__YOUR TASK__: Please copy each line of the data that includes the string "initially".
INPUT DATA Block Start
Issue #56080, opened 2025-03-04
Remove core profiler free features fallback


adrianduffell:
## Issue Description

To ensure partnerships changes can be handled efficiently, remove the fallback system that will show core-provided recommendations in edge-case scenarios.

## Acceptance Criteria

* Remove core profiler's usage of a core fallback for recommendations. Don't show the free features screen when suggestions are disabled or the WooCommerce.com REST API is unavailable.
* Ensure that strings for recommendation copy still exist in Core. They need to be found by WooCommerce.com to make translations in its REST API responses. A "strings file" may be needed for this.
* Wrap the removal around a feature flag, in case it needs to be easily reverted.
* Enable the feature flag for 50% of users initially.

PR #58071, opened 2025-05-16
Update MailPoet and Klaviyo variant assignment to 50/50 split

nerrad:

-   [x] I have followed the [WooCommerce Contributing Guidelines](https://github.com/woocommerce/woocommerce/blob/trunk/.github/CONTRIBUTING.md) and the [WordPress Coding Standards](https://make.wordpress.org/core/handbook/best-practices/coding-standards/).
-   [x] I have checked to ensure there aren't other open [Pull Requests](https://github.com/woocommerce/woocommerce/pulls) for the same update/change.
-   [x] I have reviewed my code for [security best practices](https://developer.wordpress.org/apis/security/).

This PR updates the variant assignment configuration for MailPoet and Klaviyo plugins to create an equal 50/50 split in visibility. Previously, the configuration was set to a 70/30 split (MailPoet: 70%, Klaviyo: 30%).

Closes #522.

| Before | After |
| ------ | ----- |
| MailPoet visible for 70% of stores (variant 1-84) | MailPoet visible for 50% of stores (variant 1-60) |
| Klaviyo visible for 30% of stores (variant 85-120) | Klaviyo visible for 50% of stores (variant 61-120) |

1. Set up a fresh WooCommerce installation
2. Verify the `woocommerce_remote_variant_assignment` option is set (it should be a random number between 1-120)
3. Test with different variant assignments:
   - For values 1-60: Verify MailPoet is visible
   - For values 61-120: Verify Klaviyo is visible
4. Verify that the visibility is mutually exclusive (stores should only see one of the plugins)

Environment details:
- Local development environment
- WordPress 6.4
- WooCommerce trunk
- Default theme
- No additional plugins installed

Testing performed:
- Verified variant assignments work as expected for both plugins
- Confirmed no existing tests were affected as there were no specific tests for the previous 70/30 split
- Tested visibility rules for both plugins across the full range of variant assignments

### Changelog entry

<details>

#### Significance

-   [ ] Patch
-   [x] Minor
-   [ ] Major

#### Type

#### Message 
Update MailPoet and Klaviyo variant assignment to 50/50 split. This change updates the visibility configuration for MailPoet and Klaviyo plugins to create an equal 50/50 split in visibility, replacing the previous 70/30 split configuration.

</details>

<details>

#### Comment 

</details>

### DIFF
--- a/plugins/woocommerce/changelog/58071-update-wooprd-522-update-klaviyo-visibility-in-core-profiler
+++ b/plugins/woocommerce/changelog/58071-update-wooprd-522-update-klaviyo-visibility-in-core-profiler
@@ -1,0 +1,4 @@
+Significance: minor
+Type: update
+
+Update MailPoet and Klaviyo variant assignment to 50/50 split. This change updates the visibility configuration for MailPoet and Klaviyo plugins to create an equal 50/50 split in visibility, replacing the previous 70/30 split configuration.
--- a/plugins/woocommerce/src/Internal/Admin/RemoteFreeExtensions/DefaultFreeExtensions.php
+++ b/plugins/woocommerce/src/Internal/Admin/RemoteFreeExtensions/DefaultFreeExtensions.php
@@ -215,7 +215,7 @@ class DefaultFreeExtensions {
 					array(
 						'type'        => 'option',
 						'option_name' => 'woocommerce_remote_variant_assignment',
-						'value'       => array( 1, 84 ), // 70% segment with klaviyo
+						'value'       => array( 1, 60 ), // 50% segment with klaviyo
 						'default'     => false,
 						'operation'   => 'range',
 					),
@@ -254,7 +254,7 @@ class DefaultFreeExtensions {
 					array(
 						'type'        => 'option',
 						'option_name' => 'woocommerce_remote_variant_assignment',
-						'value'       => array( 85, 120 ), // 30% segment with mailpoet
+						'value'       => array( 61, 120 ), // 50% segment with mailpoet
 						'default'     => false,
 						'operation'   => 'range',
 					),


nerrad:
Hi @chihsuan - besides asking for your review, I have a couple additional questions/things I'd like you to confirm:

- I [see here](https://github.com/woocommerce/woocommerce/blob/febfbc4b24b0d3c9ee73c2fe8cca468c66b158e1/plugins/woocommerce/src/Internal/Admin/RemoteFreeExtensions/DefaultFreeExtensions.php#L99-L112) that if the `disable-core-profiler-fallback` is true (which [it is](https://github.com/woocommerce/woocommerce/blob/d77b9556e823f9ecc2322586692a27c1fe433b63/plugins/woocommerce/client/admin/config/core.json#L46)), the core profiler fallback will never be shown for the set of users falling under 60 as the value for the `woocommerce_remote_variant_assignment` option. Effectively that means that for the change here, neither Klaviyo nor MailPoet would show up in the free plugin options if the fallback is invoked. Is that correct? If so, I'm not sure I understand the purpose of this logic. Whey would we never want to show plugins matching a variant under 60?
- I understand that along with the changes here, we need to update WooCommerce.com to serve the correct variants when requested remotely. I'll do a follow up PR there.

chihsuan (approved):
I’ve reviewed the changes and tested the PR locally—everything works as expected. 🚢

chihsuan:
> Effectively that means that for the change here, neither Klaviyo nor MailPoet would show up in the free plugin options if the fallback is invoked. Is that correct?
 
@nerrad Yes, that's correct.

> If so, I'm not sure I understand the purpose of this logic. Whey would we never want to show plugins matching a variant under 60?

The purpose of this logic is to test the impact of removing the core profiler fallback recommendations. 

We aim to eliminate the fallback recommendations due to the inefficiency of maintaining updates (Issue: https://github.com/woocommerce/woocommerce/issues/56080), as it requires updating both the fallback and remote endpoints.

The fallback is only used when:

1. "Show Suggestions" option is disabled in Advanced Settings. The default value is true and users are unlikely to disable it before completing the onboarding.
2. The remote endpoint is not available. We assume this scenario is rare and if any issue arises, we can fix it immediately without WC release.

> I understand that along with the changes here, we need to update WooCommerce.com to serve the correct variants when requested remotely. I'll do a follow up PR there.

Yes, thank you! 🙌

nerrad:
Okay so this is being tested for 50% of users initially. But the goal is to eventually remove any fallbacks.

chihsuan:
Yes, that's correct.

Issue #58064, opened 2025-05-16
PHP Warning: array_sum(): Addition is not supported on type string on `WC_Cart::calculate_shipping`


jimjasson:
### Prerequisites

- [x] I have carried out troubleshooting steps and I believe I have found a bug.
- [x] I have searched for similar bugs in both open and closed issues and cannot find a duplicate.

### Describe the bug

When a store uses PHP 8.4 and the latest `nightly` WooCommerce version (after `9.8.5`) and a Local Pickup option is selected in the cart, then the following warning is thrown: 

```
[16-May-2025 11:44:23 UTC] PHP Warning:  array_sum(): Addition is not supported on type string in /Users/jasonkytros/Local Sites/wp/app/public/wp-content/plugins/woocommerce-mono/plugins/woocommerce/includes/class-wc-cart.php on line 1514
[16-May-2025 11:44:23 UTC] PHP Stack trace:
[16-May-2025 11:44:23 UTC] PHP   1. {main}() /Users/jasonkytros/Local Sites/wp/app/public/index.php:0
[16-May-2025 11:44:23 UTC] PHP   2. require() /Users/jasonkytros/Local Sites/wp/app/public/index.php:17
[16-May-2025 11:44:23 UTC] PHP   3. wp($query_vars = *uninitialized*) /Users/jasonkytros/Local Sites/wp/app/public/wp-blog-header.php:16
[16-May-2025 11:44:23 UTC] PHP   4. WP->main($query_args = '') /Users/jasonkytros/Local Sites/wp/app/public/wp-includes/functions.php:1342
[16-May-2025 11:44:23 UTC] PHP   5. WP->parse_request($extra_query_vars = '') /Users/jasonkytros/Local Sites/wp/app/public/wp-includes/class-wp.php:818
[16-May-2025 11:44:23 UTC] PHP   6. do_action_ref_array($hook_name = 'parse_request', $args = [0 => class WP { public $public_query_vars = [...]; public $private_query_vars = [...]; public $extra_query_vars = [...]; public $query_vars = [...]; public $query_string = ''; public $request = 'wp-json/wc/store/v1/cart/select-shipping-rate'; public $matched_rule = '^wp-json/(.*)?'; public $matched_query = 'rest_route=/wc%2Fstore%2Fv1%2Fcart%2Fselect-shipping-rate'; public $did_permalink = TRUE }]) /Users/jasonkytros/Local Sites/wp/app/public/wp-includes/class-wp.php:418
[...]

Issue #26654, opened 2020-06-01
Shipping tax rounding is incorrect when product prices are entered inclusive of tax


madeincosmos:
**Describe the bug**
Even though shipping prices are normally entered exclusive of tax, making product prices tax-inclusive causes a problem with shipping tax rounding. This problem doesn't happen when product prices are entered exclusive of tax.

**To Reproduce**
1. Set up a flat shipping rate of $75.10
2. Create a standard tax rate of 25%.
3. In **WooCommerce > Settings > Tax**, make product prices display **exclusive of tax**:

![Screenshot](https://d.pr/i/yUHzUU+)
Screenshot: https://d.pr/i/yUHzUU

4. Add a free product to cart and observe tax on shipping is rounded to $18.78 (which is the correct rounding of $75.10 * 25% = $18.775):

![Screenshot](https://d.pr/i/O6ViUE+)
Screenshot: https://d.pr/i/O6ViUE

5. Change tax display to prices **inclusive of tax**:

![Screenshot](https://d.pr/i/K7vxZR+)
Screenshot: https://d.pr/i/K7vxZR

6. Observe the tax amount is rounded now to $18.77, which is incorrect:

![Screenshot](https://d.pr/i/QZRJNl+)
Screenshot: https://d.pr/i/QZRJNl

**Screenshots**
See above.

**Expected behavior**
Shipping tax is always rounded the same way, no matter how product prices are entered.

**Isolating the problem (mark completed items with an [x]):**
- [x] I have deactivated other plugins and confirmed this bug occurs when only WooCommerce plugin is active.
- [x] This bug happens with a default WordPress theme active, or [Storefront](https://woocommerce.com/storefront/).
- [x] I can reproduce this bug consistently using the steps above.

**WordPress Environment**
<details>
```
`
### WordPress Environment ###

WordPress address (URL): http://new.test
Site address (URL): http://new.test
WC Version: 4.1.1
REST API Version: ✔ 1.0.7
WC Blocks Version: ✔ 2.5.16
Action Scheduler Version: ✔ 3.1.6
WC Admin Version: ✔ 1.1.3
Log Directory Writable: ✔
WP Version: 5.4.1
WP Multisite: –
WP Memory Limit: 512 MB
WP Debug Mode: ✔
WP Cron: ✔
Language: en_US
External object cache: –

### Server Environment ###

Server Info: nginx/1.17.3
PHP Version: 7.3.10
PHP Post Max Size: 128 MB
[...]

PR #58073, opened 2025-05-16
[dev] PHP 8.4 environment for CI testing PHPUnit jobs

### LINKED ISSUE #52081: PHP 8.4 compatibility
Cross-team parent issue for tracking efforts relating to PHP 8.4 compatibility. Those with access, please feel free to add checklist items as needed or desired.

- [ ] Research and look for possible or actual problems when running under PHP 8.4.
- [ ] Implicitly nullable types are deprecated.
    - [x] Resolve for Action Scheduler.
    - [x] Resolve for PaymentGatewaySuggestions, PluginsHelper, RemoteSpecs (Ghidorah).

PRs can reference this issue but, in general, individual PRs should not *close* this issue.

kalessil:

Closes #52081

Adds PHP 8.4 testing environments for PHPUnit and core E2E tests.

- CI-checks shall pass


plugins/woocommerce/includes/class-wc-cart.php
```diff
@@ -1511,8 +1511,8 @@ public function calculate_shipping() {
 			}
 		}
 
-		$this->set_shipping_total( array_sum( $shipping_costs ) );
-		$this->set_shipping_tax( array_sum( $merged_taxes ) );
+		$this->set_shipping_total( array_sum( array_filter( $shipping_costs ) ) );
+		$this->set_shipping_tax( array_sum( array_filter( $merged_taxes ) ) );
```
kalessil: https://github.com/woocommerce/woocommerce/issues/58064

plugins/woocommerce/includes/wc-core-functions.php
```diff
@@ -2033,9 +2033,10 @@ function wc_add_number_precision( ?float $value, bool $round = true ) {
 		return 0.0;
 	}
 
-	$cent_precision = pow( 10, wc_get_price_decimals() );
-	$value          = $value * $cent_precision;
-	return $round ? NumberUtil::round( $value, wc_get_rounding_precision() - wc_get_price_decimals() ) : $value;
+	$result          = $value * pow( 10, wc_get_price_decimals() );
+	$round_precision = $round ? wc_get_rounding_precision() - wc_get_price_decimals() : wc_get_rounding_precision();
```
kalessil, line 2038: https://github.com/woocommerce/woocommerce/issues/26654 re-appeared on PHP 8.4

plugins/woocommerce/includes/class-wc-cart.php
PanosSynetos: Hey @kalessil - Is this planned for WC 9.9 ?

kalessil: @PanosSynetos : don't know yet - primary reason for the change is to get the tests passing and connect dots to any existing issues. Now I need to coordinate with the teams on how to proceed with my fixes, so if you have any inputs or want to pull anyone in on the conversation, that would be helpful!

plugins/woocommerce/includes/wc-core-functions.php
kalessil: @jorgeatorres @Konamiman : I'd love to hear your thoughts on this change (fixes a regression on PHP 8.4) - both on technical side and which core version it should target.

plugins/woocommerce/includes/class-wc-cart.php
kalessil: @tjcafferkey, since you are assigned to the referenced ticket, any insight about when ya folks plan to take it into work? Asking, as my patch may be inaccurate, and my preference would be to rely on teams here while not delaying progress here more than for one week.

plugins/woocommerce/includes/wc-core-functions.php
kalessil: Domain-wise: if no rounding is requested, the extended rounding still takes place (`price decimals + 2` by default)

plugins/woocommerce/includes/class-wc-cart.php
PanosSynetos: This issue is causing Conditional Shipping and Payments unit tests to fail.

Let me tag @mikejolley too, as he discussed with @jimjasson over slack on Friday

What is important to note here, is that this doesn't cause a warning with PHP8.5 and WC 9.8.5, and all @mikejolley did, was to move a line further up in this PR.
- https://github.com/woocommerce/woocommerce/pull/55804

So, something else must have changed elsewhere, and I wonder if by doing an `array_filter` we mask/hide another issue.

mikejolley: You are correct the line just moved. So could be a different change. Not traced it yet.

It seems prices coming from shipping rates are numeric strings e.g. `"10"` and I'm wondering if something is returning an empty string here, which a `array_filter` would fix. I don't think there is any problem using `array_filter` in this context so for the purposes of fixing the notice, this is fine.

jimjasson: > wondering if something is returning an empty string here

From our tests, we noticed that Local Pickup methods that don't have a price have an empty string as the `cost`.

kalessil: :arrow_up: is pretty much what triggers the warning, and one test to fail. I narrowing down the changes in 8549a6194a62dc5ca318611e2f454a814139cda1

Konamiman (approved):

Issue #58084, opened 2025-05-16
Checkout can get into an invalid state if "Ship to specific countries" changes and the shopper has a saved address


opr:
## **Describe the bug**

If a store was set to ship to all countries, and a shopper from country A places an order and makes an account, their address would be saved to their account.

If, between orders (or even during the same shopping session) the store's "Ship to specific countries" option changes, and the new value does not include the country in the shopper's saved address, they are unable to proceed and must log out to be able to place an order.

## **Steps To Reproduce**

* Go to WC -> Settings -> General
* Set the following options
* Add shipping rates for USA and UK

<img src="https://uploads.linear.app/f629fcde-6f9b-48e8-8af3-60eed8823bff/7aa87109-fc0c-47b2-b253-5f78734cb791/251ad637-c9b1-4fd1-8a91-2b0d60120fc7?signature=eyJhbGciOiJIUzI1NiIsInR5cCI6IkpXVCJ9.eyJwYXRoIjoiL2Y2MjlmY2RlLTZmOWItNDhlOC04YWYzLTYwZWVkODgyM2JmZi83YWE4NzEwOS1mYzBjLTQ3YjItYjI1My01Zjc4NzM0Y2I3OTEvMjUxYWQ2MzctYzliMS00ZmQxLThhOTEtMmIwZDYwMTIwZmM3IiwiaWF0IjoxNzU1NjAzODM3LCJleHAiOjMzMzI2MTYzODM3fQ.Yaz4bvyujX4Sp5WhjglOgEjDOJA5wu6npD-LR59LJ7A " alt="image.png" width="652" data-linear-height="162" />

* In incognito, create a new account, log into it, add an item to your cart and check out using a UK address.
* Go to WC -> Settings -> General and change the settings to this:

[...]

PR #58085, opened 2025-05-16
Display country as disabled select if there's a single option

opr:

- Update the country select field on the Checkout block to have: no arrow, no interaction, and no disabled state if only one country is available.
- If there is only one country available to sell to and ship to, default the shopper's address to that country.

Closes WOOPLUG-1961

| Before | After |
| ------ | ----- |
| https://www.loom.com/share/0003a2254730447eb6d2c1e99f753891 |  https://www.loom.com/share/a1d0f888bd8b4259bfdd329a1ea65b69 |

1. Go to WooCommerce -> Settings -> General -> Selling location(s). Set it to "Sell to specific countries only" - select one country. Ensure "Shipping location(s)" is set to "Ship to all countries you sell to"
2. Add an item to the cart and go to the Checkout block.
3. Ensure the country in shipping and billing is set and cannot be changed.
4. Use a screen reader and ensure the label for the field is read out and includes 'Country/Region, Cannot be changed'
5. Add this snippet
```php
add_filter('woocommerce_get_country_locale', function( $locale ){
        foreach ( $locale as $country => $value ) {
			$locale[$country]['country'] = [
				'label' => 'Custom country',
			];
	}
	return $locale;
}, 10, 1);
```

6. Repeat step 4 and ensure the correct label (Custom country) is read out.
7. Go to WooCommerce -> Settings -> General -> Selling location(s) and set it to "Sell to all countries".
8. Go to the Checkout block and ensure the country select can be changed. Test billing and shipping.
9. Go to WooCommerce -> Settings -> General -> Selling location(s) and change it to specific countries then choose a country
10. Go to WooCommerce -> Settings -> General -> Shipping location(s) and change it to specific countries, choose a _different_ country.
11. Go to the Checkout block and ensure the country field can be edited. It will include both countries. (Note a follow up issue will be created to take a look into this behaviour)
12. Go to WooCommerce -> Settings -> General -> Selling location(s)/Shipping location(s) and set the same country set in both options
13. Go to the Checkout block and ensure the country select cannot be changed.
14. Try various combinations for these shipping and selling options and ensure the expected behaviour occurs.
15. Test Cart/Checkout Shortcodes and ensure orders can be placed from both Blocks and Shortcodes.

### Changelog entry

<details>

#### Significance

-   [ ] Patch
-   [ ] Minor
-   [ ] Major

#### Type

#### Message 

</details>

<details>

#### Comment 

</details>

### DIFF
--- a/plugins/woocommerce/includes/wc-core-functions.php
+++ b/plugins/woocommerce/includes/wc-core-functions.php
@@ -1381,6 +1381,11 @@ function wc_get_customer_default_location() {
 		$default_location = wc_get_customer_geolocation( $default_location );
 	}
 
+	// If only one country is valid, preselect it.
+	if ( 1 === count( $allowed_countries ) ) {
+		$default_location['country'] = key( $allowed_countries );
+	}
+
 	/**
 	 * Filter the customer default location after geolocation.
 	 *
--- a/plugins/woocommerce/includes/wc-core-functions.php
+++ b/plugins/woocommerce/includes/wc-core-functions.php
@@ -1367,7 +1367,8 @@ function wc_get_customer_default_location() {
 	);
 
 	// Ensure defaults are valid.
-	$allowed_countries = WC()->countries->get_allowed_countries();
+	$allowed_countries          = WC()->countries->get_allowed_countries();
+	$allowed_shipping_countries = WC()->countries->get_shipping_countries();
 
 	if ( ! in_array( $default_location['country'], array_keys( $allowed_countries ), true ) ) {
 		$default_location = array(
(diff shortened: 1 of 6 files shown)


plugins/woocommerce/includes/wc-core-functions.php
```diff
@@ -1381,6 +1381,11 @@ function wc_get_customer_default_location() {
 		$default_location = wc_get_customer_geolocation( $default_location );
 	}
 
+	// If only one country is valid, preselect it.
+	if ( 1 === count( $allowed_countries ) ) {
+		$default_location['country'] = key( $allowed_countries );
+	}
+
```
senadir: Nice!

mikejolley (changes requested):
Functionality and testing; mostly ok. Happy paths worked.

You do however get locked in if you change settings e.g. shop country UK, allowed country US:

Screenshot 2025-07-30 at 11 55 50

Even though the input says US, in the backend and data store you're in the UK so you get this unrecoverable state.

Also I'm unsure how I feel about this usability wise. It seems like you should be able to click the input but that doesn't work so it gives the impression its broken. I think it needs to be er visibly disabled as its not an input?

ralucaStan:
> Also I'm unsure how I feel about this usability wise. It seems like you should be able to click the input but that doesn't work so it gives the impression its broken. I think it needs to be er visibly disabled as its not an input?

I agree with Mike here. We shouldn't disable the field. It's a common pattern to see in the select the countries a shop sells to. Being able to open that select, and see the list of countries, is a normal user behaviour.
Screenshot 2025-08-04 at 16 09 19

> Even though the input says US, in the backend and data store you're in the UK so you get this unrecoverable state.

There's a ticket for this https://github.com/woocommerce/woocommerce/issues/58084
INPUT DATA Block End
__RESULT OF THIS EXERCISE__:
* Enable the feature flag for 50% of users initially.
Okay so this is being tested for 50% of users initially. But the goal is to eventually remove any fallbacks.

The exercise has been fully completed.